------ Recorded information ------

PR #1603, opened 2023-11-06
Add option to dynamically load libcrypto.so.*

### LINKED ISSUE #1599: Make low-level crypto algorithms implementation switchable
Currently liboqs uses OpenSSL as the default backend for low-level support algorithms, such as AES and SHA3 if the `OQS_USE_OPENSSL` build flag is `ON`; otherwise it will use the bundled implementation of those algorithms. While integrating liboqs in GnuTLS, we found neither of them optimal: it is not desirable to bring in OpenSSL as a dependency[1], while we also don't want to have the same algorithms implemented in multiple places. Therefore I would suggest providing a way to make those algorithm implementation pluggable at either compile time or runtime.

More concretely, what I have in mind is something along the following lines:

* liboqs could provide a build option `OQS_COMMON_CRYPTO`, which takes a combo value, either `OPENSSL`, `DEFAULT`, or `NONE`. `OQS_COMMON_CRYPTO=OPENSSL` is the same as what `OQS_USE_OPENSSL=ON` currently does, `DEFAULT` is equivalent to `OQS_USE_OPENSSL=OFF`, and `NONE` means only a stub implementation (all functions return error) is compiled in
* Consumer applications (such as oqs-provider) could register implementation of those algorithms in their favorite libraries at runtime, maybe through a new API, say `OQS_AES_register_implementation`, `OQS_SHA3_register_implementation`, etc.
* To make the previous step easier, maybe liboqs could provide the default implementation as a static helper library (e.g., `liboqs_openssl.a`, `liboqs_default.a`)

This is similar to the approach taken by tpm2-tss[2].

1. https://gitlab.com/gnutls/gnutls/-/merge_requests/1786#note_1611785601
2. https://github.com/tpm2-software/tpm2-tss/pull/2365

ueno:
As discussed on #1599, this is a strawman proposal to make the common cryptographic algorithms (AES, SHA2, SHA3, and RNG) switchable to avoid OpenSSL dependency at package installation time. The applications can replace the implementation by providing custom callback functions for with `OQS_AES_set_callbacks`, `OQS_SHA2_set_callbacks`,
`OQS_SHA3_set_callbacks`, and `OQS_SHA3_x4_callbacks`.

This also adds `OQS_DLOPEN_OPENSSL` build option to use OpenSSL through dynamically loaded libcrypto.so.* with dlopen, instead of linking to the library at build time.

Fixes #1599


baentsch:
Thanks for the proposal. Conceptually, I (think I) get it, but wonder why all tests (using it, i.e., not Windows :) fail on this code: It seems this PR basically delays loading OpenSSL symbols -- but then, why does the hash (and AES) self-test `tests/test_hash.py` fail all AES and SHA2 tests? SHA3 tests pass. Also, all (PQ) algorithm tests fail. Some further explanations (or updates) would be appreciated as I don't find the time right now to debug into this.

SWilson4:
@ueno Are you interested in continuing to work on this? Just wondering whether to leave this PR open for further development or to close it. Either way, it will remain linked to the issue and can be used as a proof-of-concept / starting point for future work.

ueno:
@SWilson4 sorry for the inactivity; yes, I'm still interested in working on this, targeting the end of this quarter.

ueno:
@baentsch @SWilson4 sorry for the delay; I've managed to make this PR [pass](https://github.com/ueno/liboqs/actions/runs/8183030192) the GitHub CI on Linux and macOS. Could you take a look when you have time?

CMakeLists.txt
```diff
@@ -134,6 +134,20 @@ if(${OQS_USE_OPENSSL})
         endif()
     endif()
     find_package(OpenSSL 1.1.1 REQUIRED)
+
+    if(OQS_DLOPEN_OPENSSL)
+      find_program(OBJDUMP objdump)
```
baentsch, line 139: This seems to imply that this can only work on UNIX'ish systems, right (doc mention of this fact if I got right as per the previous comment, please)? I also infer this from absent Windows tests. Thanks in turn for adding Unix CI for this new feature.

src/common/aes/aes.h
```diff
@@ -147,6 +149,32 @@ void OQS_AES256_CTR_inc_stream_iv(const uint8_t *iv, size_t iv_len, const void *
  */
 void OQS_AES256_CTR_inc_stream_blks(void *ctx, uint8_t *out, size_t out_blks);
 
+struct OQS_AES_callbacks {
```
baentsch, line 152: We aim to be verbose in comments on the public API, so could you add some comment about (the purpose) of this struct, please?

src/common/aes/aes.h
```diff
@@ -147,6 +149,32 @@ void OQS_AES256_CTR_inc_stream_iv(const uint8_t *iv, size_t iv_len, const void *
...
+	void (*AES256_ECB_enc)(const uint8_t *plaintext, const size_t plaintext_len, const uint8_t *key, uint8_t *ciphertext);
+	void (*AES256_ECB_enc_sch)(const uint8_t *plaintext, const size_t plaintext_len, const void *schedule, uint8_t *ciphertext);
+	void (*AES256_CTR_inc_stream_iv)(const uint8_t *iv, size_t iv_len, const void *ctx, uint8_t *out, size_t out_len);
+	void (*AES256_CTR_inc_stream_blks)(void *ctx, uint8_t *out, size_t out_blks);
+};
+
+/**
+ * Set callback functions for AES operations.
+ *
+ * This function may be called at most once before OQS_init to replace
```
baentsch, line 171: Why "at most" (once callable)? What if it's never called? What if it's called more than once?

src/oqsconfig.h.cmake
```diff
@@ -22,6 +22,8 @@
 #cmakedefine OQS_USE_AES_OPENSSL 1
 #cmakedefine OQS_USE_SHA2_OPENSSL 1
 #cmakedefine OQS_USE_SHA3_OPENSSL 1
+#cmakedefine OQS_DLOPEN_OPENSSL 1
+#cmakedefine OQS_OPENSSL_CRYPTO_SONAME "@OQS_OPENSSL_CRYPTO_SONAME@"
```
baentsch, line 26: Just for my personal understanding: Where is this new config variable "OQS_OPENSSL_CRYPTO_SONAME" needed?

baentsch (changes requested):
Thanks for this contribution, @ueno ! I still think I understand how it works, let all our CI "loose" on it and have a few initial comments from a first review pass through. Just to set expectations: Final review and merge may not happen very quickly as we're trying to get a new `liboqs` release out the door and this isn't on the feature list for the release.

.CMake/alg_support.cmake
```diff
@@ -69,6 +69,8 @@ cmake_dependent_option(OQS_USE_SHA3_OPENSSL "" OFF "OQS_USE_OPENSSL" OFF)
 # sanity check: Disable OpenSSL if not a single OpenSSL component define is on
 cmake_dependent_option(OQS_USE_OPENSSL "" ON "OQS_USE_AES_OPENSSL OR OQS_USE_SHA2_OPENSSL OR OQS_USE_SHA3_OPENSSL" OFF)
 
+option(OQS_DLOPEN_OPENSSL "Enable OpenSSL with dlopen" OFF)
```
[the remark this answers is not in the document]
ueno: Done.

CMakeLists.txt
ueno: I think this should work on ELF-based Unix platforms (Linux, BSD, etc.), where objdump whose output is compatible with GNU binutils is installed.

src/common/aes/aes.h
ueno: Done.

src/oqsconfig.h.cmake
ueno: This is used as the first argument of `dlopen`.

src/common/aes/aes.h
ueno: Yes, it can be called multiple times and if it's not called, the default implementation is used. I've updated the doc comment.

CONFIGURE.md
```diff
@@ -109,6 +109,8 @@ These default choices have been made in order to optimize the default performanc
 
 When `OQS_USE_OPENSSL` is `ON`, CMake also scans the filesystem to find the minimum version of OpenSSL required by liboqs (which happens to be 1.1.1). The [OPENSSL_ROOT_DIR](https://cmake.org/cmake/help/latest/module/FindOpenSSL.html) option can be set to aid CMake in its search.
 
+By default, when `OQS_USE_OPENSSL` is `ON`, OpenSSL will be linked to liboqs at build time. This is sometimes undesirable when using liboqs from other cryptographic libraries. The separate option `OQS_DLOPEN_OPENSSL` can be used to defer loading OpenSSL at run time if it is `ON`. The default for this option is `OFF`.
```
baentsch, line 112: This is somewhat confusing (e.g., which option is by default OFF and ON?). What speaks against giving this new option it's own heading (maybe a tad deeper than OQS_USE_OPENSSL, i.e., prefixed with "###")? This also would allow directly referencing it as it'll get its own anchor. Also missing is a statement along the lines "Only available on platforms supporting `dlopen`, e.g., not on Windows" (or so).

CMakeLists.txt
baentsch: OK -- could you then please state it suitably in the config variable documentation for folks not checking out the code? I'm just wondering about MacOS (?).

src/oqsconfig.h.cmake
baentsch: Ah, thanks for the pointer. That then begs a followup question: This variable is gleaned at build time (part of `cmake` execution), right? Does this mean in turn that this facility will break when a binary containing `liboqs` built with this option is run on another machine (where the .so is located somewhere else)?

CMakeLists.txt
ueno: Elaborated that in the documentation.

macOS is a bit tricky as it's [Mach-O](https://en.wikipedia.org/wiki/Mach-O) based, where I'm not sure if SONAME is as part of the ABI, and uses different tooling (e.g., otool instead of ldd/objdump).

src/oqsconfig.h.cmake
ueno: As the variable doesn't contain path, the lookup logic is up to the dynamic linker (ld.so) on another machine. For example, on Fedora 39 the variable would end up with "libcrypto.so.3", where the corresponding shared library resides in /usr/lib64/ on x86_64. If you copy liboqs built with this dlopen feature into another distribution, such as Debian with OpenSSL 3.0, it should still be able to detect the shared library even if the location is /usr/lib/x86_64-linux-gnu/.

------

Task to complete: All lines of the data above that include the word "interested" must be shown.

Solved exercise:
@ueno Are you interested in continuing to work on this? Just wondering whether to leave this PR open for further development or to close it. Either way, it will remain linked to the issue and can be used as a proof-of-concept / starting point for future work.
@SWilson4 sorry for the inactivity; yes, I'm still interested in working on this, targeting the end of this quarter.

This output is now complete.